*** Opening Exercise materials ***

Issue #487, opened 2015-10-09
inline private and protected


itsNikolay:
What about inline `private` and `protected` method declaration?
For example:
```ruby
def perform
  do_it
  do_then
end

private def do_it
  # action
end

private def do_then
  # action
end
```
Does it increase readability?

onebree:
Duplicate of #449

bbatsov:
The community doesn't have a unified stance on this yet.

Issue #449, opened 2015-06-04
Recommendation for inline private, protected method


timcolonel:
I was wondering if there was a recommendation on the way of defining private/protected methods since ruby 2.1

```ruby
# Method 1
private

def foo

end

# Method 2
private def foo

end
```

onebree:
How has it changed since Ruby 2.1? I am on Ruby 1.9.3 still for work. We define private methods in classes by listing `private` on its own line, then it's followed by the method definitions.

timcolonel:
Well i am pretty sure ruby 2.1 made method definition return a symbol which can be passed to private/protected and it was not working before 
* https://bugs.ruby-lang.org/issues/3753: Feature ticket
* http://www.sitepoint.com/look-ruby-2-1/: Section 2

onebree:
Does saying `private` only work for the immediate method definition, or for all following ones?

timcolonel:
If you put `private` alone then all the following methods will be private but if you but the definition on the same line `private def ...` then only this method will be private.

```ruby
class Test
  def foo
    'foo'
  end

  private def bar
    'bar'
  end

  def pub
    'pub'
  end
end


t = Test.new
puts t.foo
puts t.pub
puts t.bar
```
Will print
```
foo
pub
Uncaught exception: private method `bar' called for #<Test:0x30aea38>
```

onebree:
Okay that makes sense. Thank you very much.

equivalent:
in contrast how about "indented" private/ protected https://github.com/bbatsov/ruby-style-guide/pull/488 ?

bbatsov:
The community doesn't seem to have a strong position regarding this, so I'd rather not add anything to the guide at this time. Maybe a few years down the line.

dmnd:
It's now been 18 months. Is the community ready for being able to tell when a method is private without scrolling up?

khiav223577:
How about
```rb
# Method 3
private \
def private_method
  ...
end
```

Enether:
@dmnd Raises a valid point. Can we not enforce our own strong position?

eliav-lavi:
@dmnd, I feel that the inline `private` declaration encourages longer class, where the Ruby mindset would tend to prefer shorter classes where scrolling is not an issue (or is a minor issue).

maria-lau:
@bbatsov now that it's been a few years, can we revisit this topic?

bbatsov:
[...]

PR #488, opened 2015-10-09
Private and Protected methods should have extra level of indentation

equivalent:
This will solve the issue of having too many private methods and loosing
visual track of which methods are public and which private, therefore
doing inline `private` 
- https://github.com/bbatsov/ruby-style-guide/issues/449
- https://github.com/bbatsov/ruby-style-guide/issues/487

This also comply to scissors rule http://www.eq8.eu/blogs/16-scissors-rule-in-coding

### DIFF
--- a/README.md
+++ b/README.md
@@ -2262,16 +2262,14 @@ no parameters.
     def some_method
     end
 
-    # protected and private methods are grouped near the end
+    # protected and private methods are grouped near the end indented with extra level
     protected
-
-    def some_protected_method
-    end
+      def some_protected_method
+      end
 
     private
-
-    def some_private_method
-    end
+      def some_private_method
+      end
   end
   ```
 
@@ -2593,14 +2591,13 @@ no parameters.
     end
 
     private
+      def private_method
+        # ...
+      end
 
-    def private_method
-      # ...
-    end
-
-    def another_private_method
-      # ...
-    end
+      def another_private_method
+        # ...
+      end
   end
   ```
 


equivalent:
the "file changed" tab comparison is not really showing my point; it should look like this:

```ruby
class Foo
 
  def blabla
  end

  protected
    def fobar
    end

  private
    def woohoo
    end
```

onebree:
I would like to note, FWIW, throughout the Rails Guides, they follow the proposed convention.

equivalent:
@onebree yep, yep `:)`   and in my experience is really more pragmatic concept, when working with larger projects (Applications, large lib instead of smaller code base lib) 

So far only disagreement  I came across to not to use indented private was:

**A:** it's confusing when you have multiple classes in one file to fallow which level belongs to which class

```ruby
module Foo
   module Bar
      module Car
        class Tom
          class Jhon        
            def jhon1
            end
             
            private
               def pjhon1
               end

               def pjhon2
               end
        end

        def tom
        end

        def tom2
        end

        private
           def ptom3
           end

           def ptom4
           end
    end
  end
end
```

... but if developer end's up with this, he is already doing it wrong (should split to own classes) :smile: 

**B:** Ruby Style Guide is showing this in same indent level :)

jdickey:
All I can say is that this *better* default to disabled, because it's going to break probably the majority of code in actual production with *absolutely zero* real definable benefit that I can see.

* #449 is a classic "how does this work" question that exposes two *different* and reasonably complementary uses of the `private` keyword. Since there are *technical, semantic* meanings between the two styles quoted in the initial comment for that issue, a style gude/enforcer should have *no opinion* on its use unless we develop technology to read the mind of the developer as to which he meant &mdash; technology that I have yet to see a working PR for, on this or any other project;
* #487 is a simple restatement of a single case impliled by #449;

The "scissors rule" blog post is one guy's opinion that most effectively demonstrates how critical being able to communicate effectively is to software development, again completely independent of any technology used.

Let's kill this thing (or at least default it to `disabled`) before it encourages a mass emigration away from the tool&hellip;which I see as entirely plausible given similar experiences in multiple other languages. Let's focus on effectively communicating a shared understanding of the code &mdash; for which a style guide and tool *can be* helpful up to but *not exceeding* the point where they jump any and all available sharks. This, in my view, is just such an ichthyological acrobatic feat.

etdev:
I don't really like this because
* If you have so many private methods you can't keep track of where they start/end, you should probably refactor the class anyway.  Recommending this method implies that it's okay to get yourself into this situation.
* It wastes two spaces unnecessarily, decreasing the amount of horizontal space you have for actual code.
* It can get confusing when you have inner classes etc.

equivalent:
hi @etdev, with all respect but:

> it can get confusing when you have inner classes

and 

> If you have so many private methods you can't keep track of where they start/end, you should probably refactor the class anyway

are conflicting each other. 

Basically you are saying if your file has too much stuff refactor it to another file, so why would you need to have several classes in one file ? (that is already covered by this guide " Don't nest multi line classes within classes")

in tearms of:

> It wastes two spaces unnecessarily, decreasing the amount of horizontal space you have for actual code.

yes that is true. But if we take that as valid argument not to implement it, then  the same argument can be used on  "indent nested class inside module". So therefore this is not valid:

```ruby
module Foo
  module Bar
    class Car
    end
  end
end
```

...and this is :

```ruby
module Foo
module Bar
class Car
end
end
end
```

double edge sword :smiley: 

But I'm not trying to be ignorant here. I definitely see that in case of private/protected we are nesting below keyword, where in module/class we are nesting inside kind of block (class-end, module-end) scope. I'm just saying that this point is not good enough argument for myself, but maybe that's just me

jdickey:
We have several situations where we use nested classes, but each class has its implementation and tests in files separate from those in the namespaces "above" or "below" it (or other closely-related classes at the same level and therefore in the same namespace).

An example from my current [research project](https://github.com/jdickey/new_fortstrap/); we have a class, [`Views::Welcome::Index::PostSummary::Body`](https://github.com/jdickey/new_fortstrap/blob/59b7279/app/views/welcome/index/post_summary/body.rb), with a class definition that starts out

```ruby

module Views
  module Welcome
    class Index < Views::Base
      # Widget representing a summary view of a Post instance.
      class PostSummary < Views::Base
        # Widget encapsulating representation of post-summary body content.
        class Body < Views::Base
        # ... Magic Happens Here ...
        end
      end
    end
  end
end
```

* `Views` and `Views::Welcome` are modules used (mostly) as namespaces (the outer is required for the [view-template replacement Gem](https://github.com/ageweke/fortitude)), so nothing special there;
* `Views::Welcome::Index` is a class in its own right, with its own [code](https://github.com/jdickey/new_fortstrap/blob/59b7279/app/views/welcome/index.rb) and [test](https://github.com/jdickey/new_fortstrap/blob/59b7279/test/views/welcome/index_test.rb) files;
* `Views::Welcome::Index::PostSummary` is a class that, although used exclusively by `Welcome::Index`, has its own separate [code](https://github.com/jdickey/new_fortstrap/blob/59b7279/app/views/welcome/index/post_summary.rb) and [test](https://github.com/jdickey/new_fortstrap/blob/59b7279/test/views/welcome/index/post_summary_test.rb) files;
* The `Views::Welcome::Index::PostSummary::Body` class, excerpted above, likewise is used exclusively by `Views::Welcome::Index::PostSummary`, yet has its own code and test files like any other class in the app.

> But aren't you introducing coupling with all that nesting?

Yes, but only to the specific degree and in the specific manner supported by our conventions. If a class is used *exclusively* to support another class, then its naming/namespacing should reflect that as an aid to rapid perusal and navigation. If a class is more general-purpose, it will be moved to a different namespace, and the nesting redefined accordingly. Ruby doesn't give us the tools (AFAIK) to make that easier but, in most cases, that's a feature, not a bug.

> What about SOLID design? Doesn't your hierarchy defeat that? What about DRY?

Not really. Our tools, and the conventions we've built or bought into around those tools, provide strong encouragement for the single-responsibility principle, *both at the method and class levels.* Each class should have only one reason to change *within the context of its implementation logic.* Therefore, our view is that having long, deeply-coupled methods within a class is almost always an SRP violation, but simply renaming (and re-positioning) a class in the overall hierarchy is a *packaging issue*, and thus *does not* violate SRP.

The open-closed principle can be addressed by having small, single-purpose classes that inject anything likely to change, such as configuration or styling settings. The use of blocks in the form of injected procs is our currently-favoured mechanism for explicitly opening seams at points where code, not just data, may need to change.

The LSP, ISP, and DRY are taken into account by defining relatively generic classes for concepts that might have several very tightly-related (and highly similar) variations. We define such general-purpose classes using dependency injection to address the configuration data and "seam joints"  where changes are likely, and then one or more layers of aggregation around those generic classes that themselves expose increasingly more specific, simpler interfaces.

Finally (for SOLID), dependency inversion is a classic use for Ruby blocks of various species.

Anything I've missed?

> When you believe you're wielding a sword with only two edges, either it is a thing of overwhelmingly elegant, sophisticated simplicity or, more likely, you're soon to discover new and completely unpredicted ways to slice yourself to ribbons.

equivalent:
I'm sorry @jdickey I have problem fallowing your thoughts here (and I mean that for both comments) It's not that I don't understand what are you trying to say it's just it appears to you are talking about different topic.

Sorry that I won't be able to reply to any of your comments.

Can you please summarize your points against this PR ? (where every point is less than 10 words, so I understand your clear intention)


As for nesting class inside class. I've never said anything against it, it' just that code should be in own file. So `View::Welcome::Index::PostSummary::Body`

```ruby
module Views
  module Welcome
    class Index < Views::Base
      class PostSummary < Views::Base
        class Body < Views::Base
           # code 
        end
      end
    end
  end
end
```

....is perfectly valid, as long as: `View::Welcome::Index` and `View::Welcome::Index::PostSummary` have their own files where the code is implemented.

cainlevy:
I find that indenting for protected and private methods does not improve my ability to tell whether any single method is non-public. It's ambiguous with the indentation from nesting inside a Ruby module. So there is no increase in readability compared to not indenting. In both cases, the clues necessary to tell the difference are somewhere else.

fuadsaud:
Isn't order good enough to structure visibility? https://github.com/bbatsov/ruby-style-guide#consistent-classes

bbatsov:
Closing due to lack of enough support.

*** Closing Exercise materials ***

Task: Above are the entries. Quote exactly the lines from the one bearing "Okay that makes sense. Thank you very much." through the one bearing "It's now been".

Response:
Okay that makes sense. Thank you very much.

equivalent:
in contrast how about "indented" private/ protected https://github.com/bbatsov/ruby-style-guide/pull/488 ?

bbatsov:
The community doesn't seem to have a strong position regarding this, so I'd rather not add anything to the guide at this time. Maybe a few years down the line.

dmnd:
It's now been 18 months. Is the community ready for being able to tell when a method is private without scrolling up?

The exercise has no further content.